- El conjunto de islas volcánicas que forman las Islas Columbretes son un deleite para los sentidos y para los amantes de la naturaleza que buscan parajes de gran belleza natural en un marco incomparable y singular.
- Formadas durante el Pleistoceno, hace aproximadamente un millón de años como consecuencia de una serie de erupciones volcánicas subterráneas, estas islas albergan un tesoro natural gracias a la singularidad de su flora y fauna, su espectacular y compleja topografía, así como por su diversidad marina.
- Las islas, además de Reserva Natural, forman parte del Lugar de Interés Geológico denominado “Volcanismo Cuaternario de las Islas Columbretes” y son una de las visitas obligadas en Castellón.
- Se pueden visitar con embarcación propia siguiendo al pie de la letra toda la normativa y obligaciones que hay en Cómo llegar PN Illes Columbretes – gva.es (mucho ojo que si no hacéis caso, os puede caer un multazo y con razón); a través de las diferentes Empresas privadas con la marca Parcs Naturals que ofrecen viajes a la Reserva.

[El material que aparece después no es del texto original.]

PR #2040, opened 2017-01-09
Analysis refactor db

josenavas:
Doing the PR against the correct branch.

Modifies the DB to transfer the analysis to the plugin system.

Sorry for the length of the SQL patch.


qiita_db/support_files/patches/47.sql
```diff
@@ -0,0 +1,404 @@
...
+    -- makes the process of trasnferring the data from the old structure
+    -- to the new one a bit more challenging, as we will need to handle
+    -- different special cases.
+
+    -- Special case 1: there are jobs in the database that do not contain
+    -- any information about the options used to process those parameters.
+    -- However, these jobs do not have any results and all are marked either
+    -- as queued or error, although no error log has been saved. Since these
+    -- jobs are mainly useleess, we are going to remove them from the system
+    DELETE FROM qiita.analysis_job
```
antgonza: I _think_ these are the base for new analysis creation and done at User confirmation: https://github.com/biocore/qiita/blob/master/qiita_db/user.py#L320

qiita_db/support_files/patches/python_patches/47.py
```diff
@@ -0,0 +1,50 @@
...
+    for a_id in TRN.execute_fetchflatten():
+        a = Artifact(a_id)
+        params = a.processing_parameters.values
+        # load the biom table to check the rarefaction depth
+        # Magic numbers: since we added the artifacts on the patch 47.sql, we
+        # know that these artifacts have only 1 file, hence the first 0.
+        # Each element of the filepath list is a 3-tuple with filepath_id,
+        # filepath and filepath type, and we are interested in the filepath
+        # (index 1)
+        t = load_table(a.filepaths[0][1])
```
antgonza: This assumes that all analyses were rarefied, which is not the case. You need to check some of the samples and decide if it's rarefied or not.

qiita_db/support_files/patches/47.sql
```diff
@@ -0,0 +1,404 @@
...
+            -- Step 1.1.b: Associate the artifact with the analysis
+            INSERT INTO qiita.analysis_artifact (analysis_id, artifact_id)
+                VALUES (analysis.analysis_id, initial_biom_id);
+            -- Step 1.1.c: Link the artifact with its file
+            INSERT INTO qiita.artifact_filepath (artifact_id, filepath_id)
+                VALUES (initial_biom_id, biom_data.filepath_id);
+
+            -- Step 1.2: Create the single rarefaction job
+            -- Step 1.2.a: Add the row in the procesisng job table
+            -- depth 1000 -> the depth information is not stored in the database
```
wasade: so the depth information that gets stored here may be incorrect?

qiita_db/support_files/patches/47.sql
```diff
@@ -0,0 +1,76 @@
+-- Jan 5, 2017
+-- Move the analysis to the plugin system. This is a major rewrite of the
+-- database backend that supports the analysis pipeline.
+-- After exploring the data on the database, we realized that
+-- there are a lot of inconsistencies in the data. Unfortunately, this
+-- makes the process of trasnferring the data from the old structure
```
antgonza: trasnferring -> transferring

qiita_db/support_files/patches/python_patches/47.py
```diff
@@ -0,0 +1,677 @@
...
+                    JOIN qiita.artifact USING (artifact_id)
+                 WHERE analysis_id = %s AND data_type_id = %s
+                 GROUP BY artifact_id"""
+        TRN.add(sql, [analysis['analysis_id'], biom_data['data_type_id']])
+        samples_by_artifact = TRN.execute_fetchindex()
+
+        # Create an empty BIOM table to be the new master table
+        new_table = Table([], [], [])
+        ids_map = {}
+        for a_id, samples in samples_by_artifact:
```
antgonza: This has an extra level of complexity, right? You need to merge based on the processing params of the artifact, right?

antgonza: Scratch that, this is for the already existing bioms so there we should had done that and if not we are simply recovering so we _should_ be fine. Leaving here so we keep in mind.

qiita_db/support_files/patches/python_patches/47.py
```diff
@@ -0,0 +1,677 @@
...
+                              '"min_rare_depth":"10",'
+                              '"max_rare_depth":"Default"}'
+                              % (initial_biom_id, tree_fp))
+                    output_artifact_type_id = rc_atype_id
+                    cmd_out_id = arare_cmd_out_id
+
+                transfer_job()
+
+with TRN:
+    # Unlink the analysis from the biom table filepaths
```
antgonza: Due to permissions in our DB, could you put this in a try/except and if it fails print the SQL commands?

antgonza:
@wasade, could you take another look just to make sure that the changes make sense? Thanks!

qiita_db/support_files/patches/python_patches/47.py
josenavas: Correct, we should've stored the original table and applied rarefaction afterwards. The way is done now is doing this.

qiita_db/support_files/patches/python_patches/47.py
josenavas: Sure

josenavas:
@wasade @mortonjt @ElDeveloper available for a review in here?

josenavas:
ping @biocore/qiita-dev

qiita_db/support_files/patches/python_patches/47.py
```diff
@@ -0,0 +1,680 @@
...
+    sql = """INSERT INTO qiita.command_parameter
+                (command_id, parameter_name, parameter_type, required)
+             VALUES (%s, %s, %s, %s)"""
+    sql_args = [(validate_cmd_id, 'files', 'string', True),
+                (validate_cmd_id, 'artifact_type', 'string', True),
+                (html_summary_cmd_id, 'input_data', 'artifact', True)]
+    TRN.add(sql, sql_args, many=True)
+
+    # Step 4: Add the new artifact types
+    sql = """INSERT INTO qiita.artifact_type (
```
wasade: This is a general comment. One thing which came up in Krumlov, which almost resulted in @ElDeveloper's death, was that "artifact" has a very negative meaning to biologists. We pinged Greg about it regarding its use in QIIME2 and it is under discussion for possibly changing that the name used.

qiita_db/support_files/patches/python_patches/47.py
```diff
@@ -0,0 +1,680 @@
...
+                # The BIOM table was rarefied
+                # Create the initial unrarefied artifact
+                initial_biom_artifact_id = create_non_rarefied_biom_artifact(
+                    analysis, biom_data, table)
+                # Create the rarefaction job
+                rarefaction_job_id, params = create_rarefaction_job(
+                    depths.pop(), initial_biom_artifact_id, analysis,
+                    srare_cmd_id)
+                # Create the rarefied artifact
+                rarefied_biom_artifact_id = create_rarefied_biom_artifact(
```
wasade: is this creating a new rarefied version of the unrarefied table? since this is a random process, won't this table be different than what `table` currently is?

qiita_db/support_files/patches/python_patches/47.py
```diff
@@ -0,0 +1,680 @@
...
+                    cmd_id = sum_taxa_cmd_id
+                    params = ('{"biom_table":%d,"metadata_category":"",'
+                              '"sort":false}' % initial_biom_id)
+                    output_artifact_type_id = ts_atype_id
+                    cmd_out_id = sum_taxa_cmd_out_id
+                elif job_data['command_id'] == 2:
+                    # Beta diversity
+                    cmd_id = bdiv_cmd_id
+                    tree_fp = loads(job_data['options'])['--tree_fp']
+                    params = ('{"biom_table":%d,"tree":"%s","metrics":'
```
wasade: the default bdiv metrics differ -- is it the case that all analyses here have a tree?

wasade:
@antgonza @josenavas , I'm not very comfortable commenting on the PR

qiita_db/support_files/patches/python_patches/47.py
josenavas: Thanks - that make sense. I think we can normalize once a decision is made.

qiita_db/support_files/patches/python_patches/47.py
josenavas: Good question - the name of the function may be misleading. The function is gathering the biom file that is attached to the analysis and creating an artifact with that file (so no new BIOM is created).

qiita_db/support_files/patches/python_patches/47.py
josenavas: Now that you mention it I think I remember @antgonza adding the functionality to run other metrics if the tree didn't exist for the given processing parameters. Will change to take that into account.

josenavas:
I've fixed @wasade's comments regarding the non-phylogenetic metrics.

A tan solo 30 millas de la costa castellonense se encuentra uno de sus tesoros naturales mejor conservados: las Islas Columbretes. Se trata de un archipiélago formado por un conjunto de islotes de gran belleza natural que sabrán apreciar los amantes de la naturaleza en busca de lugares únicos en los que desconectar. Esta maravilla natural, a tan solo un par de horas en barco de la capital de la Plana,es perfecta para una escapada en el día durante vuestra estancia en la provincia de Castellón, ya que ofrece una gran diversidad de actividades y planes para todos los gustos.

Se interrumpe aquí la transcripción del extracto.